Employee “engagement” is a helpful proxy for assessing whether work is perceived as a burden or a blessing, and studies suggest only 10% of workers are effectively mobilized–experiencing an essential part of their humanity.  The remaining 90% are experiencing varying levels of dehumanization–work as a burden rather than a life-giving blessing.

  • Our cultural obsession with finding “work-life balance” is perhaps the best indicator that work has ceased to be the blessing God intended and has become a burden.  We no longer view work as part of our life–part of the rhythm of life.  Because it has become all-consuming or unfulfilling, we see it as something that keeps us from life–an oppositional force.  It gets ingrained through cultural phrases like “TGIF” and “Monday morning blues”.

The deception of “work-life balance” demonizes work and actually prevents us from being fully human:

Is it any wonder that people long to “retire” and spend their remaining years as far from God’s life-giving gift of work as possible.  Seeing work as opposed to life also leads to the idolization of “retirement”.

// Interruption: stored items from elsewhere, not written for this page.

PR #519, opened 2016-09-08
Bugfix/fix undefined template variables

### LINKED ISSUE #504: Does not set {{ title }} context variable
The default ``django/contrib/admin/templates/admin/base_site.html``, is used by the page that allows you to select the page format - looks like this is ``export.html``. It has:

```
{% block title %}{{ title }} | {{ site_title|default:_('Django site admin') }}{% endblock %}
```

Unfortunately, this project does not supply a value of title to this template, resulting in incorrect output or (in my case) fatal errors as I have configured Django to generate a fatal error if a template variable is not defined.

brianmay:
This fixes #504.

### DIFF
--- a/import_export/admin.py
+++ b/import_export/admin.py
@@ -266,7 +266,7 @@ class ImportMixin(ImportExportMixinBase):
         elif django.VERSION >= (1, 7, 0):
             context.update(self.admin_site.each_context())
 
-        context['title'] = "Import"
+        context['title'] = _("Import")
         context['form'] = form
         context['opts'] = self.model._meta
         context['fields'] = [f.column_name for f in resource.get_user_visible_fields()]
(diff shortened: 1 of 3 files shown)


import_export/admin.py
```diff
@@ -266,6 +266,7 @@ def import_action(self, request, *args, **kwargs):
         elif django.VERSION >= (1, 7, 0):
             context.update(self.admin_site.each_context())
 
+        context['title'] = "Import"
```
bmihelac: Can translation be used here? _('Import')

import_export/admin.py
```diff
@@ -394,6 +395,7 @@ def export_action(self, request, *args, **kwargs):
         elif django.VERSION >= (1, 7, 0):
             context.update(self.admin_site.each_context())
 
+        context['title'] = "Export"
```
bmihelac: _('Export')

brianmay:
Updated to support translations.

bmihelac:
Merged, thanks!

PR #520, opened 2016-09-11
Added new argument "request" to the signals

Gustavosdo:
This makes it possible to access the request through the signal.


ZuluPro:
I don't think this PR is pertinent as an import/export action won't be obligatorily done by a HTTP request.
And in worst case, there is `kwargs`

PR #523, opened 2016-09-22
Set error type when exception was raised

yuekui:


thauk-copperleaf:
This has been fixed by https://github.com/django-import-export/django-import-export/pull/543/commits/d406cd51f3e59582e3bf3d4ee7f2168c33c9b4b6

PR #526, opened 2016-09-26
Error in converting exceptions to strings

adamcharnock:
Unless I'm misunderstanding something, the `Exception` class' `message` attribute has been removed in python 2.7/3.0 (at least according to https://www.python.org/dev/peps/pep-0352/#retracted-ideas).

Exceptions should now be converted to strings using `str()`.

This caused an error for me when when a `ValueError` was caught during a dry run with `collect_failed_rows=True`. I'm running Python 3.4.3.

### DIFF
--- a/import_export/results.py
+++ b/import_export/results.py
@@ -53,7 +53,7 @@ class Result(object):
 
     def append_failed_row(self, row, error):
         row_values = [v for (k, v) in row.items()]
-        row_values.append(error.error.message)
+        row_values.append(str(error.error))
         self.failed_dataset.append(row_values)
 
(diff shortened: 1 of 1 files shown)


shaggyfrog:
Thanks for the contribution! I'm trying to remember why I did that, and I think it had to do with some byte string/unicode issue on 2.7 I was having with a project at work. Since the build passes both with and without your change, I'll have to revisit the issue at work to see if I can come up with a test case that can reproduce the error I was having.

shaggyfrog:
Thanks for the contribution!

adamcharnock:
A pleasure 👍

When people are not engaged in their work, their WHY for working becomes “getting by”–doing as little as possible to get the raise, get the bonus or not get fired—and their goal in life becomes ceasing to work as soon as possible.  Seth Godin recently wrote “The current crisis is a vivid reminder of how empty a job focused on getting by really is. Because getting by is a lousy way to spend our days.

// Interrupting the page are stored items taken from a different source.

PR #295, opened 2025-11-16
Fix #291 - NULL characters cannot be stored in postgresql

### LINKED ISSUE #291: 2.0 Branch PG upload fails on NULs, leaves the run in an indeterminate state in the UI

exodist:
@troglodyne I would love your feedback on this fix for the PG null issue.

I tested it with `perl -Ilib scripts/yath -D test --publish-mode complete -v t/null.t --renderer=Server --ephemeral=PostgreSQL` and all seems good. Altering the commit to avoid escapes on PG reintroduces the problem.

This fixes things for PostgreSQL by adding an extra escape to all null characters just before decoding the json when using the run processor and a PostgreSQL database. This does not apply to other databases, but could if any end up with similar behavior.

I chose to escape them instead of stripping them as that makes it more obvious when someone looks at it. I actually suspect we may want to ALWAYS do this so that the null characters are always visible... But not yet.

This will find any \0 or \u0000 that has no escapes (IE the string literal is '\\0' or '\\u0000') And adds an escape. If there is already another escape in front of it then it is not modified, this avoids double-escaping any already escaped, and also will avoid adding escapes to nested json structures.

### DIFF
--- a/lib/App/Yath/Schema.pm
+++ b/lib/App/Yath/Schema.pm
@@ -50,6 +50,11 @@ sub is_mariadb {
     return 0;
 }
 
+sub can_store_null_character {
+    return 0 if is_postgresql();
+    return 1;
+}
+
 sub format_uuid_for_db {
     my $class = shift;
     my ($uuid) = @_;
--- a/lib/App/Yath/Schema/RunProcessor.pm
+++ b/lib/App/Yath/Schema/RunProcessor.pm
@@ -3,6 +3,8 @@ use strict;
 use warnings;
 use utf8;
 
+use feature qw/state/;
+
 our $VERSION = '2.000007';
 
 use DateTime;
@@ -21,7 +23,13 @@ use App::Yath::Schema::Config;
 
 use App::Yath::Schema::Util qw/format_duration is_invalid_subtest_name schema_config_from_settings format_uuid_for_db/;
 use Test2::Util::UUID qw/gen_uuid/;
-use Test2::Harness::Util::JSON qw/encode_json decode_json/;
+
+use Test2::Harness::Util::JSON qw/encode_json decode_json_no_null decode_json/;
+
+sub do_decode_json {
+    state $DECODER //= App::Yath::Schema::can_store_null_character() ? \&decode_json : \&decode_json_no_null;
+    return $DECODER->(@_);
+}
 
 use App::Yath::Schema::ImportModes qw{
     %MODES
@@ -205,7 +213,7 @@ sub _process_first_line {
         $dbh->{mysql_auto_reconnect} = 1 if $App::Yath::Schema::LOADED =~ m/(mysql|percona|maraidb)/i;
     }
 
-    my $e = decode_json(scalar $line);
+    my $e = do_decode_json(scalar $line);
     my $f = $e->{facet_data};
 
     my $self;
@@ -283,7 +291,7 @@ sub _process_first_line {
             my ($line, $idx) = @_;
 
             return if eval {
-                my $e = decode_json($line);
+                my $e = do_decode_json($line);
                 $self->process_event($e, undef, $idx);
                 1;
             };
--- a/lib/Test2/Harness/Util/JSON.pm
+++ b/lib/Test2/Harness/Util/JSON.pm
@@ -22,6 +22,7 @@ our @EXPORT_OK = qw{
 
     encode_json_file
     decode_json_file
+    decode_json_no_null
 };
 
 my $json   = Cpanel::JSON::XS->new->utf8(1)->convert_blessed(1)->allow_nonref(1);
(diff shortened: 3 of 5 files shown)


troglodyne:
Much cleaner fix. Thanks

PR #390, opened 2026-04-23
Implement CLI options

troglodyne:
Mostly just wiring up a few things, uses "old" 2.0 branch code where it made sense to do so.

Stubs out several things relied on by other modules for now so as to prevent explosions on loading modules.

Changes the behavior of command module loading to die when the role we want is not implemented by the command in question

Does not carry forward the init command.

Also adds App::Yath::Script to the cpanfile for what should be obvious reasons.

Work a Better Way:  Work As Life

“Live to work” and “work to live” are both wrong–we were designed to “live more fully through work”. Finding that “third way” to experience work requires discovering a new WHY for work.  I use the term “work a better way” to describe work as God intended, inspired by an understanding of God’s design and purpose for humanity and work.  In order to re-imagine your work, first you must renew your mind about work itself from a Biblical perspective.

The Bible is also clear about the ultimate WHY of our work, because it is the ultimate WHY of all we do.  Isaiah 43:7 declares that glorifying God is WHY we were created, and 1 Corinthians 10:31 reinforces that glorifying God is the WHY behind everything we do—including work.  Humans glorify their creator God through work by:

  • Being (and helping others to be) all that God created them to be–fully human through living out Imago Dei as reflections of a creative, productive and relational God;

  • Obediently pursuing the Creation Mandate in Genesis 1:28–pursuing the flourishing of God’s creation; and

  • Using their gifts to love their neighbor generously through the creation and provision of goods and services that people need.

To once again quote Jeff Van Duzer:

When humans engage in creative, meaningful work that grows out of relationships and gives back to the community they become more deeply human.


 Our goal should be “life balance”.   Work is an essential part of life, along with our family, our fitness and our faith.  In fact, what we learn in Genesis is that work is necessary to live fully and be fully human.  Worshipping work as an identity and idol is not God’s design.  Escaping work through the pursuit of “work-life balance” and retirement is also not God’s design.  Experiencing flourishing and the fullness of our humanity through work with a WHY of glorifying God is God’s design.  I believe the answer is “work as life” with a primary identity based in Jesus (but “identity” is a topic for a future post).